*WHAT THE TASK REQUIRES*. Take from the records below each line that holds "extra".

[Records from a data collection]
PR #1247, opened 2025-02-05
Vector Fitting: State-space topology for equivalent circuits

Vinc0110:
This PR implements another equivalent circuit topology for vector-fitted networks in scattering representation. In contrast to the previous admittance-based and impedance-based topologies, this one is a direct implementation of the state-space equations. While it still involves many controlled source (mostly VCCS, not so bad), the resulting network is much smaller in terms of node count, i.e. number of unknowns to solve for. LTspice is still not impressed, but ngspice and Xyce run much faster with the state-space circuits.

I will add some documentation later in another PR, once this one is discussed, finalized and merged.

Here are some runtime comparisons for small and large networks with small and large models:

**`4port_reduced`, 4-port network, model order 105:**
- ngspice (admittance variant): 788.640 s
- ngspice (impedance variant): 0.390 s
- ngspice (state-space variant): 0.105 s
- Xyce (admittance variant): 21.033 s
- Xyce (impedance variant): 4.84399 s
- Xyce (state-space variant): 0.765833 s
- LTspice (admittance variant): 0.249 s
- LTspice (impedance variant): 0.233 s
- LTspice (state-space variant): 0.154 s

**`Backplane`, 8-port network, model order 385:**
- ngspice (admittance variant): did not finish in reasonable time
- ngspice (impedance variant): 97.564 s
- ngspice (state-space variant): 70.181 s
- Xyce (admittance variant): did not finish in reasonable time
- Xyce (impedance variant): 133.325 s
- Xyce (state-space variant): 18.8203 s
- LTspice (admittance variant): 8.119 s
- LTspice (impedance variant): 8.763 s
- LTspice (state-space variant): 8.661 s

**`Via_array`, 18-port network, model order 13:**
- ngspice (admittance variant): did not finish in reasonable time
- ngspice (impedance variant): did not finish in reasonable time
- ngspice (state-space variant): did not finish in reasonable time
- Xyce (admittance variant): did not finish in reasonable time
- Xyce (impedance variant): 53.4626 s
- Xyce (state-space variant): 5.91896 s
- LTspice (admittance variant): 0.251 s
- LTspice (impedance variant): 0.237 s
- LTspice (state-space variant): 0.787 s

### DIFF
--- a/skrf/vectorFitting.py
+++ b/skrf/vectorFitting.py
@@ -2574,15 +2574,18 @@ class VectorFitting:
                     d = self.constant_coeff[idx_S_i_j]
                     # e = self.proportional_coeff[idx_S_i_j]    # E is currently ignored
 
-                    # VCCS and CCCS adding their currents to represent the incident wave a_j
-                    gain_vccs_a_j = 1 / 2 / np.sqrt(z0_j)
-                    gain_cccs_a_j = np.sqrt(z0_j) / 2
+                    if d != 0.0:
+                        # avoid zero-valued coefficients (in case of fit_constant=False)
 
-                    # input a_j is scaled by constant term d_i_j and by current gain for b_i
-                    g_ij = gain_b_i * d * gain_vccs_a_j
-                    f_ij = gain_b_i * d * gain_cccs_a_j
-                    f.write(f'Ga{i + 1}_{j + 1} {node_ref_i} s{i + 1} p{j + 1} {node_ref_j} {g_ij}\n')
-                    f.write(f'Fa{i + 1}_{j + 1} {node_ref_i} s{i + 1} V{j + 1} {f_ij}\n')
+                        # VCCS and CCCS adding their currents to represent the incident wave a_j
+                        gain_vccs_a_j = 1 / 2 / np.sqrt(z0_j)
+                        gain_cccs_a_j = np.sqrt(z0_j) / 2
+
+                        # input a_j is scaled by constant term d_i_j and by current gain for b_i
+                        g_ij = gain_b_i * d * gain_vccs_a_j
+                        f_ij = gain_b_i * d * gain_cccs_a_j
+                        f.write(f'Ga{i + 1}_{j + 1} {node_ref_i} s{i + 1} p{j + 1} {node_ref_j} {g_ij}\n')
+                        f.write(f'Fa{i + 1}_{j + 1} {node_ref_i} s{i + 1} V{j + 1} {f_ij}\n')
 
                     # each residue rk_i_j at port i is multiplied by its respective state signal xk_j
                     for k in range(len(self.poles)):
--- a/skrf/vectorFitting.py
+++ b/skrf/vectorFitting.py
@@ -2543,9 +2543,9 @@ class VectorFitting:
                         f.write(f'Gd{i + 1}_{j + 1} {node_ref_i} s{i + 1} p{j + 1} {node_ref_j} {g_ij}\n')
                         f.write(f'Fd{i + 1}_{j + 1} {node_ref_i} s{i + 1} V{j + 1} {f_ij}\n')
 
-                    if e != 0.0:
+                    if build_e and e != 0.0:
                         # avoid zero-valued coefficients (in case of fit_proportional=False)
-                        # proportional coefficients require an extra node for the differentiation using a capacitor
+                        # proportional coefficients require an extra node for the differentiation using an inductor
                         # [Y(s) ~ s * E * U(s)]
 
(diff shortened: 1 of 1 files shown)


fnordpole:
Great work, this is really cool! It's getting better and better. I didn't test it yet but I am exited to try it out it soon. I read a short section about state space synthesis in "Circuit synthesis techniques of rational models of electromagnetic systems: A tutorial paper", Romano et al. but I didn't dive into the details. Just out of curiosity, is your code based on any paper or new?

fnordpole:
I have the impression that the proportional term gets very little attention in most papers. (for example in the dc-preserving VF implementation that we worked on recently, there's no mentioning of the proportional term in the paper). 

I have not seen it being used in practice yet. Maybe it is used when fitting other types of parameters like Z or Y but some of the algorithms implemented right now in the vectorFitting class are restricted to S-parameters already, if I remember correctly. I would just raise a warning. 

The gmin problem I have seen in every simulator not just LTspice. Spectre automatically adds a gmin if there's no DC path to ground. In XYCE there are options to enable something similar (.preprocess addresistors nodcpath 1G
 and .preprocess addresistors oneterminal 1M).

Maybe also in LTspice something like this can be enabled. Maybe XYCE and ngspice are a bit more tolerant to nodes without DC path to ground. In my experience this can work for small circuits but large circuits with many nodes without DC paths to ground will lead to convergence problems. 

I am not sure what's the best way to add the gmins. It can be done right in the synthesizer code as you did it. It can also be done "by the user" via the simulator. The way via the simulator maybe has the advantage that you can vary gmin without having to recreate the model netlist. But with the option to enable gmins or disable them both ways are possible so that sounds like a good idea.

Vinc0110:
Yes, they don't often mention the proportional term. I guess it's not really part of the usual state-space representation used in control theory and alike, see https://en.wikipedia.org/wiki/State-space_representation.

Anyway, I think I have it working now with the proportional terms. I ended up renaming nodes and sources. I should be fine, but let's test it thoroughly again. @fnordpole It would be nice if you could run some tests as well.

Simple test with my beloved ring slot with and without the proportional term:

**`vector_fit(3, 0, fit_proportional=False)`:**
ringslot_False_fitted
image

**`vector_fit(3, 0, fit_proportional=True)`:**
ringslot_True_fitted
image

The proportional terms are only really useful for Y and Z parameters. For S, they are not required and they are somewhat violating physics. This becomes obvious if you think about passivity with a proportional term. Asymptotic passivity is impossible if you have a term that grows infinitely with frequency. I guess that's why they don't even mention it in most papers.

Vinc0110:
Regarding `g_min`, I think in these circuits it really does have any significant effect on the results. 

The "problematic" nodes have 3 or 4 controlled current sources in parallel with a capacitor. One of the current sources is controlled by its own voltage, i.e. the voltage over the capacitor. This could also be done with a resistor (as in the Romano paper), but the values for the conductance/resistance are negative, so I kept the VCCS. However, there is always a proper dc path the ground, but it's not in the form of an explicit resistor.

Still, adding an extra R = 1 / g_min in parallel should not hurt. The transconductances of the controlled sources equal the real part of the poles, which usually have a large values (like >1e9). In other words, those nodes have a really low impedance. Adding `g_min = 1e-12` affects the result in my example only at the 21st decimal place, right?.

Vinc0110:
Ok, I did some accuracy tests using the latest state-space implementation in Xyce with the examples from above (including `g_min = 1e-12`). Also, I fitted the 4port with more poles (model oder 317, "4port_full"). 

The error magnitude in decibels are calculated with `10 * np.log10(np.abs(vf_ij - sim_ij))` for each of the vector-fitted responses `vf_ij` and the simulates response `sim_ij` from Xyce, evaluated at the simulated frequencies. The error is always below -90 dB, which is probably as accurate as it gets. 

Interestingly, there sometimes are these 10 dB steps, which I've already seen in previous tests. Not sure what happens there. Is it the limited precision of the floating point numbers somewhere along the toolchain (in the circuit synthesis, in Xyce, or in the sNp file)?

In any case, I think this PR is ready. Other tests or comments are always welcome, of course.

4port_reduced_stsp_xyce_error
4port_full_stsp_xyce_error
Backplane_stsp_xyce_error
Via_array_stsp_xyce_error

Vinc0110:
I just realized my brain was twisted. In the book, they also claim the VCCS on the "problematic" node can be replaced by a (positive) resistor. It's totally right, I was just confused with the sign. With this there is an intrinsic dc path to ground and we don't need to worry about any g_min.

I ran all of my above tests again and the results are pretty much identical. The error is always below -90 dB.

jhillairet:
Hi @Vinc0110 , 
Is this PR ready to be merged?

*SOLUTION BELOW*.
-                        # proportional coefficients require an extra node for the differentiation using a capacitor
+                        # proportional coefficients require an extra node for the differentiation using an inductor
Still, adding an extra R = 1 / g_min in parallel should not hurt. The transconductances of the controlled sources equal the real part of the poles, which usually have a large values (like >1e9). In other words, those nodes have a really low impedance. Adding `g_min = 1e-12` affects the result in my example only at the 21st decimal place, right?.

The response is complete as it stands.